21. The method of manufacturing a semiconductor device according to claim 20, wherein the method is performed without exposing the silicon-containing insulating film formed by the above to the atmosphere. 22. A step of forming a hydrophobic primer layer so as to cover the capacitance element between the step of forming the capacitance element and the step of forming the protection film, wherein the protection film is formed. The method according to claim 12, wherein the step includes forming the ozone TEOS film on the primer layer. 23. The method according to claim 22, wherein the step of forming the primer layer is performed using hexamethyldisilazane. 24. Between the step of forming the capacitive element and the step of forming the protective film, do not include impurities or include at least one of boron and phosphorus so as to cover the capacitive element. Forming a silicon oxide film having a thickness of 150 nm or less, wherein forming the protective film includes forming the ozone TEOS film on the silicon oxide film. 13. The method for manufacturing a semiconductor device according to item 12. 25. The step of forming the protective film includes a step of performing a plasma treatment on a surface of the ozone TEOS film to form a silicon nitride layer on a surface of the ozone TEOS film. A method for manufacturing a semiconductor device according to claim 12. 26. A step of forming a silicon-containing insulating film on the protective film by plasma CVD between the step of forming the protective film and the step of forming the wiring layer, wherein forming the wiring layer 13. The method according to claim 12, wherein the step of forming includes a step of forming the wiring layer on the silicon-containing insulating film. 27. The method according to claim 26, wherein the step of forming the silicon-containing insulating film includes a step of performing a plasma treatment on a surface of the silicon-containing insulating film. 28. The plasma processing includes N ₂ gas, NH
28. Sputter etching performed by using plasma comprising a gas containing at least one of _three gases, N ₂ O gas, O ₂ gas, Ar gas, Cl ₂ gas and C ₂ F ₆ gas. 13. The method for manufacturing a semiconductor device according to item 5. 29. The step of forming the silicon-containing insulating film includes a step of performing a plasma treatment on the silicon-containing insulating film to form a silicon nitride layer on a surface of the silicon-containing insulating film. Claim 26
13. The method for manufacturing a semiconductor device according to item 5. 30. The plasma processing, comprising:
30. The method of manufacturing a semiconductor device according to claim 29, wherein the method is performed without exposing the silicon-containing insulating film formed by the above to the atmosphere. 31. The method according to claim 12, wherein forming the protective film includes performing a heat treatment on the ozone TEOS film. 32. The method according to claim 31, wherein the heat treatment is performed at a temperature of 500 ° C. to 650 ° C. 33. The method according to claim 31, wherein the heat treatment is performed in an atmosphere containing oxygen gas. 34. The method according to claim 12, wherein the ozone TEOS film is formed by an ozone TEOS method having an ozone concentration of 130 g / m ³ or more. 35. The ozone TEOS film, wherein the value of (flow rate of ozone / flow rate of TEOS) is 15 or more.

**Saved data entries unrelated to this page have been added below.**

PR #1460, opened 2019-08-19
Detect ID conflicts in namespace transformer

### LINKED ISSUE #1438: Namespace transformer can create conficts
A kustomization can contain multiple objects with the same GVK and name as long as they are in different namespaces. However if the namespace transformer is used the resulting resmap after the transformer has run will contain an undetected ID conflict.

The following simple example demonstrates this:

**kustomization.yaml**
```yaml
kind: Kustomization
namespace: test
resources:
- resources.yaml
```

**resources.yaml**
```yaml
apiVersion: v1
kind: ConfigMap
metadata:
  name: cm
  namespace: ns1
data:
  foo: bar
---
apiVersion: v1
kind: ConfigMap
metadata:
  name: cm
  namespace: ns2
data:
  baz: fuz
```

**output**
```yaml
apiVersion: v1
kind: ConfigMap
metadata:
  name: cm
  namespace: test
data:
  foo: bar
---
apiVersion: v1
kind: ConfigMap
metadata:
  name: cm
  namespace: test
data:
  baz: fuz
```

While obvious in this simple example when mixed into the output with a large number of other objects this would be easy to miss. kubectl will also not complain and simply update the same object in the cluster twice with different contents. Depending on the type of object this could have problematic side effects.

kustomize should return an error in this case informing the user that a conflict has been produced by the namespace transformation.

richardmarshall:
Detect resource ID conflicts produced by namespace transformation.

Resolves #1438

### DIFF
--- a/plugin/builtin/NamespaceTransformer.go
+++ b/plugin/builtin/NamespaceTransformer.go
@@ -2,6 +2,8 @@
 package builtin
 
 import (
+	"fmt"
+
 	"sigs.k8s.io/kustomize/v3/pkg/ifc"
 	"sigs.k8s.io/kustomize/v3/pkg/resid"
 	"sigs.k8s.io/kustomize/v3/pkg/resmap"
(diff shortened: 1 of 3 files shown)


richardmarshall:
@monopole Did you intend to also `/approve`? 😄

rtrx:
Thanks! The error message uses `%#v` to format the conflicts:

```
Error: accumulating resources: recursed accumulation of path './foo/bar':
namespace tranformation produces ID conflict: []*resource.Resource{
(*resource.Resource)(0xc0002915e0), (*resource.Resource)(0xc000291c20)}
```

so it doesn't reveal much info about which resources are conflicting. Did you mean to use `%+v`?

PR #1466, opened 2019-08-21
fix: "patch multiple objects" example file not exist

pauldo:


Liujingfang1:
will be fixed by #1484

Issue #1296, opened 2019-07-02
Inconsistency between execPlugin and goPlugin generators


ptemmer:
goPlugins add a hash suffix to the generated resource name out of the box. This is not true for execPlugins, leaving the resource name as is.

vreon:
I got pretty far into implementing a secret generator exec plugin and ran into this :dizzy_face:

From here, I'm not sure if I should be handling the hash suffix + ref replacement in a custom transformer, or what... but I'd definitely like to avoid reimplementing that if I can somehow rely on a built-in transformer.

richardmarshall:
I have some thoughts on how we can enable this for exec plugins but haven't yet had a chance to write anything down. Hopefully will have some cycles in the next few days and can put together a PR to discuss the approach.

@monopole FYI ☝️

richardmarshall:
@ptemmer @vreon Would appreciate your thoughts on if #1473 would work to resolve this inconsistency for your use cases.

vreon:
That would solve the problem for my use case! I dig the approach of using annotations to pass information from generators to transformers.

ptemmer:
@richardmarshall Yes, I think it would also solve my use case. Thank you!

Issue #1207, opened 2019-06-19
Specifying behavior for generator plugins


julienp:
In [runGenerators](https://github.com/kubernetes-sigs/kustomize/blob/master/pkg/target/kusttarget.go#L253) the result maps of external generators are added to the accumulator with AppendAll ([kusttarget.go#L279](https://github.com/kubernetes-sigs/kustomize/blob/master/pkg/target/kusttarget.go#L279)) , whereas builtin generators use AbsorbAll ([kusttarget.go#L265](https://github.com/kubernetes-sigs/kustomize/blob/master/pkg/target/kusttarget.go#L265)), and thus allow specifying a behavior.
Is there a reason not to support `behavior` for custom plugins?

Liujingfang1:
Since ConfigMap and Secret contains data, as key value pairs. It's quite straightforward to define the `merge`, `replace` behavior. For general generator plugins, depending on the type of resources it generates, different behaviors are not well defined. On the other side, you can apply patches to your generator config, which can be used to modify the behavior of generators from the overlay.

donbowman:
so i have a plugin for generating secrets:
https://github.com/Agilicus/kustomize-sops

formerly this used the kvSources, and thus the merge worked.
Now it cannot work anymore due to this removal.

In the short term i apply this patch:
https://github.com/Agilicus/kustomize-sops/blob/master/kustomize.patch

(and below). But i don't know what your desired solution is. I need to be able to Merge, there is no way I can see to pass that info back from the plugin interface, and the plugin doesn't have access to the other objects to do the merge.

So how do you recommend we achieve this goal? It used to work, the function still has the case for 'legacy generators' but not the new ones.

```
diff --git a/pkg/target/kusttarget.go b/pkg/target/kusttarget.go
index a26fdce6..4bbbfe35 100644
--- a/sigs.k8s.io/kustomize/pkg/target/kusttarget.go
+++ b/sigs.k8s.io/kustomize/pkg/target/kusttarget.go
@@ -278,7 +278,10 @@ func (kt *KustTarget) runGenerators(
 		}
 		err = ra.AppendAll(resMap)
 		if err != nil {
-			return errors.Wrapf(err, "merging from generator %v", g)
+			err1 := ra.AbsorbAll(resMap)
+			if err1 != nil {
+				return errors.Wrapf(err, "merging from generator %v", g)
+			}
 		}
 	}
 	return nil
```

rslinckx:
[...]

PR #1473, opened 2019-08-22
Support resource generator options in exec plugins

richardmarshall:
Currently exec plugins are unable to make use of the name suffix hashing feature for Secrets and ConfigMaps. 

This PR augments the exec generator plugin handling to process two new kustomize internal annotations. This follows a similar pattern to how the id annotation is used for exec transformer plugins.

**kustomize.config.k8s.io/needs-hash**

Example output from a plugin to enable name suffix hashing:
```yaml
apiVersion: v1
kind: ConfigMap
metadata:
  name: test
  annotations:
    kustomize.config.k8s.io/needs-hash: "true"
data:
  foo: bar
```

By default the current behavior is retained and plugins need to explicitly enable hashing per resource. If a plugin enables hashing on a type other than a ConfigMap or Secret the build will fail when the resource is processed by the hash transformer. One thought I had was to add a function for identifying the types supported by the hasher and ignoring the annotation if it is set on an unsupported type.

**kustomize.config.k8s.io/behavior**

Example output from a plugin to change conflict behavior:
```yaml
apiVersion: v1
kind: ConfigMap
metadata:
  name: test
  annotations:
    kustomize.config.k8s.io/behavior: replace
data:
  foo: bar
```

The behavior config would enable plugins to define the conflict behavior for any type of object they generate.

Both annotations are considered to be internal to kustomize and removed from the objects before the new resmap is returned ensuring the will not end up in the final output.

The new `SetOptions` resource method would also enable go plugins to adjust conflict behavior and hashing settings for objects generated without needing to use the resmap factory methods to create them.

@monopole If there is consensus around this approach I'll write up tests and some documentation.

Related to #1296

### DIFF
--- a/pkg/plugins/execplugin.go
+++ b/pkg/plugins/execplugin.go
@@ -192,10 +192,8 @@ func (p *ExecPlugin) getResMapWithIdAnnotation(rm resmap.ResMap) (resmap.ResMap,
 	return inputRM, nil
 }
 
-/*
-updateResMapValues updates the Resource value in the given ResMap
-with the emitted Resource values in output.
-*/
+// updateResMapValues updates the Resource value in the given ResMap
+// with the emitted Resource values in output.
 func (p *ExecPlugin) updateResMapValues(output []byte, rm resmap.ResMap) error {
 	outputRM, err := p.rf.NewResMapFromBytes(output)
 	if err != nil {
--- a/pkg/plugins/execplugin.go
+++ b/pkg/plugins/execplugin.go
@@ -9,17 +9,21 @@ import (
 	"io/ioutil"
 	"os"
 	"os/exec"
+	"strconv"
 	"strings"
 
 	"github.com/pkg/errors"
 	"sigs.k8s.io/kustomize/v3/pkg/ifc"
 	"sigs.k8s.io/kustomize/v3/pkg/resid"
 	"sigs.k8s.io/kustomize/v3/pkg/resmap"
+	"sigs.k8s.io/kustomize/v3/pkg/types"
 	"sigs.k8s.io/yaml"
 )
 
 const (
 	idAnnotation        = "kustomize.config.k8s.io/id"
+	hashAnnotation      = "kustomize.config.k8s.io/needs-hash"
+	behaviorAnnotation  = "kustomize.config.k8s.io/behavior"
 	tmpConfigFilePrefix = "kust-plugin-config-"
 )
 
@@ -96,7 +100,11 @@ func (p *ExecPlugin) Generate() (resmap.ResMap, error) {
 	if err != nil {
 		return nil, err
 	}
-	return p.rf.NewResMapFromBytes(output)
+	rm, err := p.rf.NewResMapFromBytes(output)
+	if err != nil {
+		return nil, err
+	}
+	return p.updateResourceOptions(rm)
 }
 
 func (p *ExecPlugin) Transform(rm resmap.ResMap) error {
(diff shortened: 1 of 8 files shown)


imranismail:
This PR also fixes [an issue](https://github.com/kubernetes-sigs/kustomize/issues/1207) with go plugins that doesn't seem to respect the behavior option.

```go
func (p *plugin) Generate() (resmap.ResMap, error) {
	args := types.SecretArgs{}
	args.Name = p.Name
	args.Namespace = p.Namespace
	args.Behavior = 'replace'
	args.Type = p.Type
	...
```

pkg/target/kusttarget.go
```diff
@@ -275,7 +274,7 @@ func (kt *KustTarget) runGenerators(
 		if err != nil {
 			return err
 		}
-		err = ra.AppendAll(resMap)
```
monopole: I'm disappointed (in my past self likely) that this change doesn't cause a test to fail.  :(

On generation, this will merge (allow id collisions) instead of restricting to only adding new objects.
OK, probably more upside than downside, and its hard to imagine someone depending on the current behavior to avoid errors.  If we get complaints, we can add a flag.   one of many reasons why we more data about what features are being used.

OK, yes please - can you add some regression tests please?

richardmarshall: > I'm disappointed (in my past self likely) that this change doesn't cause a test to fail. :(
> 
> On generation, this will merge (allow id collisions) instead of restricting to only adding new objects.

The default behavior for `AbsorbAll` if a resource doesn't specify merge behavior via the generator options is to use `Append`. So would only be an issue if a go plugin author (only plugins that currently have any mechanism for setting generator options) is explicitly setting `BehaviorReplace` or `BehaviorMerge` when calling the resource factory methods and then depending on the fact that the behavior is ignored... feels rather unlikely. 😄

> OK, yes please - can you add some regression tests please?

Absolutely.

pkg/plugins/execplugin.go
```diff
@@ -223,3 +230,28 @@ func (p *ExecPlugin) updateResMapValues(output []byte, rm resmap.ResMap) error {
...
+func (p *ExecPlugin) updateResourceOptions(rm resmap.ResMap) resmap.ResMap {
+	for _, r := range rm.Resources() {
+		disableHash := true
+		// Disable name hashing by default and require plugin to explicitly
+		// request it for each resource.
+		annotations := r.GetAnnotations()
+		behavior := annotations[behaviorAnnotation]
+		if _, ok := annotations[hashAnnotation]; ok {
+			disableHash = false
+		}
```
jcassee: I would have expected to be able to specify `kustomize.config.k8s.io/needs-hash: "false"`, but the code seems to enable hashing by just the presence of the annotation.

xmlking:
@jcassee I am getting error https://github.com/goabout/kustomize-sopssecret-plugin/issues/1

jcassee:
@xmlking see my comment there.

jcassee:
@richardmarshall As I'd like to get this feature in, would it help if I would contribute some tests?

richardmarshall:
@jcassee @monopole Sorry for the radio silence on this for the last couple weeks. Getting though the other work that was consuming the time I had for OSS projects and will be getting the tests sorted out this week.

pkg/plugins/execplugin.go
richardmarshall: Yes this was a deliberate choice and in hind sight the example I put in of `"true"` does make the expectation of being able to set "false" seem logical.

The reason I opted for a simple existence check on the annotation vs treating it as a bool was to avoid issues with YAML bool handling for a string field or a possible philosophical debate about what values should be considered as true vs false when interpreting the string value of the annotation. While my initial reaction is to fix the example to make this feel less like a "bool" I am open to the alternative if that's what others feel is more intuitive.

ptemmer:
Just wanted to reach out and say thank you @richardmarshall

richardmarshall:
@monopole Added some tests and documentation, PTAL.

pkg/plugins/execplugin.go
jcassee: I've grown accustomed to the `true` / `"true"` problem with YAML, it already in issue with environment variables, labels and other annotations. The Nginx ingress controller, as an example, uses [annotations](https://kubernetes.github.io/ingress-nginx/user-guide/nginx-configuration/annotations/) that can be `"true"` or `"false"`.

That said, and although I have not seen any other application do this, when it is documented so clearly as you have done in the latest commit I have no problem using just the presence of the annotation.

So... that's a "-0" I guess. :-)

richardmarshall: Thinking about this over the last two days and now I actually have changed my mind on this and have updated the PR to handle the annotation as a bool.

> although I have not seen any other application do this

While I was thinking in terms of "Exists" / "DoesNotExist" similar to nodeAffinity rules where the value of the key being matched doesn't actually matter. This point that other applications are handling similar situations with true/false strings made me reconsider. Despite the existence check being sufficient for this use case I think being consistent with other ecosystem tools is more important.

monopole:
We'll do a release today and make this available in a binary.

monopole:
Be sure to read release notes - there might be a point release that doesn't include this PR, because we're bootstrapping a new module relationship.  Will explain in release notes.

Thanks again for the contribution @richardmarshall

richardmarshall:
@monopole Thanks for fixing the sample plugin test, neglected to run the full test suite again when switching to the "bool" model for the annotation and missed that.

jcassee:
> We'll do a release today and make this available in a binary.

@monopole Am I correct in thinking that the released binary `kustomize` v3.2.1 does not in fact include this change, because although it is included in the module v3.2.1, the binary refers to v3.2.0?

jcassee:
@monopole Thanks for releasing 3.2.2, which includes this fix. :tada:

PR #1474, opened 2019-08-22
Add cover target to Makefile

ian-howell:
This adds a convenient coverage target to the Makefile, making it easier for developers and reviewers to assess the quality of unit tests.

Note that this doesn't test any of the plugin code.

### DIFF
--- a/Makefile
+++ b/Makefile
@@ -1,5 +1,7 @@
 BIN_NAME=kustomize
 
+COVER_FILE=coverage.out
+
 export GO111MODULE=on
 
 all: test build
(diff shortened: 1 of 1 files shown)


Makefile
```diff
@@ -21,8 +24,14 @@ build:
 install:
 	go install $(PWD)/cmd/kustomize
 
+cover:
+	go test $(TEST_PKGS) -coverprofile=$(COVER_FILE) && \
+	go tool cover -html=$(COVER_FILE)
+
```
monopole: Great.

Too bad it doesn't detect plugin coverage out of the box.  there's actually loads of coverage, but the framework in which they run apparently isn't friendly to the coverage check.

suggest you not define TEST_PKGS, since it's only referenced once, and since the var is only used in the context of computing coverage.  Just inline the path arguments, and add a comment that the plugin framework currently eludes the
coverage check, hence we exclude them from the cover target.

Makes sense to keep COVER_FILE since its used three times

ian-howell: Done.

PR #1487, opened 2019-08-29
properly omitempty for 'inventory' in 'kustomize'

laverya:
With the current 'yaml:"inventory:omitempty"', 'inventory:omitempty' is used as the literal name for the yaml field.

I'm pretty sure this is just a typo.

### DIFF
--- a/pkg/types/kustomization.go
+++ b/pkg/types/kustomization.go
@@ -139,7 +139,7 @@ type Kustomization struct {
 
 	// Inventory appends an object that contains the record
 	// of all other objects, which can be used in apply, prune and delete
-	Inventory *Inventory `json:"inventory,omitempty" yaml:"inventory:omitempty"`
+	Inventory *Inventory `json:"inventory,omitempty" yaml:"inventory,omitempty"`
 }
 
 //go:generate stringer -type=GarbagePolicy


laverya:
It might be worthwhile to add a "does this type marshal in a sane fashion" unit test:
```
package types

import (
	"reflect"
	"testing"

	"gopkg.in/yaml.v2"
)

func TestKustomizationSerialization(t *testing.T) {
	type testcase struct {
		data     string
		expected Kustomization
	}

	testcases := []testcase{
		{
			data: `kind: kustomization
apiversion: v1
`,
			expected: Kustomization{TypeMeta: TypeMeta{Kind: "kustomization", APIVersion: "v1"}},
		},
		{
			data: `namespace: abc
`,
			expected: Kustomization{Namespace: "abc"},
		},
	}

	for _, tc := range testcases {
		marshalledString, err := yaml.Marshal(tc.expected)
		if err != nil {
			t.Fatalf("Unexpected error marshalling %v", err)
		}
		if string(marshalledString) != tc.data {
			t.Fatalf("Expected %q, got %q marshalling kustomization yaml", tc.data, marshalledString)
		}
		var targ Kustomization
		err = yaml.Unmarshal([]byte(tc.data), &targ)
		if err != nil {
			t.Fatalf("Unexpected error unmarshalling %v", err)
		}
		if !reflect.DeepEqual(targ, tc.expected) {
			t.Fatalf("Expected %v, but got %v", tc.expected, targ)
		}
	}
}
```

Liujingfang1:
@laverya Yes, it is a typo. Thank you for fixing it.

/approve
/lgtm

laverya:
I think the fact that I found it is a good indication of how many people are using up-to-date struct imports to write kustomization yaml 😆

PR #1492, opened 2019-08-30
Test custom configuration of a builtin plugin.

monopole:


richardmarshall:
self merging... tisk tisk. 😄

Issue #1182, opened 2019-06-14
Empty list item in secretGenerator creates nameless secret


ptemmer:
```
secretGenerator:
- name: r509-database-properties
  env: r509-database.properties
- 
- name: remote-redis-properties
env: remote-redis.properties
```

Not really a bug, however it would be nice if an error message could be thrown.
It took me quite some time to figure out that there was an empty list item in one of my kustomize files.

Kubernetes errors out with:

> The Secret "-f8hfghffhd" is invalid: metadata.name: Invalid value: "-f8hfghffhd": a DNS-1123 subdomain must consist of lower case alphanumeric characters, '-' or '.', and must start and end with an alphanumeric character (e.g. 'example.com', regex used for validation is '[a-z0-9]([-a-z0-9]*[a-z0-9])?(\.[a-z0-9]([-a-z0-9]*[a-z0-9])?)*')

Liujingfang1:
When `name` is missing from an item in the ConfigMapGenerator or SecretGenerator, throw an error.

marga-kinvolk:
/reopen

This issue is still present. I ran into it today, running version 1.18.6, because I mistakenly added a new "item" when trying to add a namespace field, and only when I found this issue I managed to figure out that the problem was the spurious "-".

This snippet:

```
secretGenerator:
- namespace: my-namespace
- name: my-secret
  files:
  - my-file.yaml
```

Led to this error: `The Secret "-f8hfghffhd" is invalid: metadata.name: Invalid value: "-f8hfghffhd": a DNS-1123 subdomain must consist of lower case alphanumeric characters, '-' or '.', and must start and end with an alphanumeric character (e.g. 'example.com', regex used for validation is '[a-z0-9]([-a-z0-9]*[a-z0-9])?(\.[a-z0-9]([-a-z0-9]*[a-z0-9])?)*')`

Changed it to:

```
secretGenerator:
- name: my-secret
  namespace: my-namespace
  files:
  - my-file.yaml
```

And the error went away.

This is a UX issue. When dealing with many different config files and things going on, it's hard to track down where the error is coming from when the error message is so unhelpful.  As mentioned above, this should be fixed by adding a helpful error message when the `name` field is empty.

PR #1513, opened 2019-09-09
empty list or map item return error

nimohunter:
hey, i'm new to this repo and trying to solve this issue  #1182 , but i don't know Is this a good way to add check code in k8sdeps/kunstruct/factory.go.  If the handling here is not appropriate, please tell me how to modify it :)

### DIFF
--- a/k8sdeps/kunstruct/factory.go
+++ b/k8sdeps/kunstruct/factory.go
@@ -117,9 +117,6 @@ func (kf *KunstructuredFactoryImpl) validate(u unstructured.Unstructured) error 
 }
 
 func checkListItemNil(in interface{}) (bool, string) {
-	//if in == nil {
-	//	return true, ""
-	//}
 	switch v := in.(type) {
 	case map[string]interface{}:
 		for key, s := range v {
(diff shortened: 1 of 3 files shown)


monopole:
the tests are failing.
to run locally, execute
```
./travis/pre-commit.sh
```
from your repo directory

nimohunter:
@monopole thanks for your help! and i remove the nil value check in map, just keep nil value check in list, and pass the pre-commit.sh now.

monopole:
I appreciate and acknowledge that the new  resource/factory_test.go fails if the call to checkListItemNil in k8sdeps/kunstruct/factory_test.go is commented out.

Wouldn't it be better if there were also (or instead) another test in  TestSliceFromBytes in k8sdeps/kunstruct/factory_test.go that would fail without that call?

I.e. can we demo the bug in the k8sdeps package, and that the new code path fixes the bug there - since that's where the new code is?

nimohunter:
@monopole thanks! so i move the test case from resource/factory_test.go to kunstruct/factory_test.go, but i have no sure about the checkListItemNil method, Is it a reasonable?  Is it can to fix this bug and will not bring other problem?

monopole:
/lgtm
/approve
thanks!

13. The method according to claim 12, wherein the first electrode is formed by an EOS method.
13. The method for manufacturing a semiconductor device according to item 5. 36. The ozone TEOS film has a size of 5 × 10 ^3.
The method according to claim 12, wherein the semiconductor device has a tensile stress of N / cm ^{2 to} 3.5 × 10 ⁴ N / cm ² . 37. The ozone TEOS film has a temperature of 400 ° C.
The method according to claim 12, wherein the semiconductor device is formed at a deposition temperature of 450 ° C. 38. The method according to claim 12, wherein the ozone TEOS film is formed using a mixed source obtained by mixing a primer agent and an ozone TEOS liquid.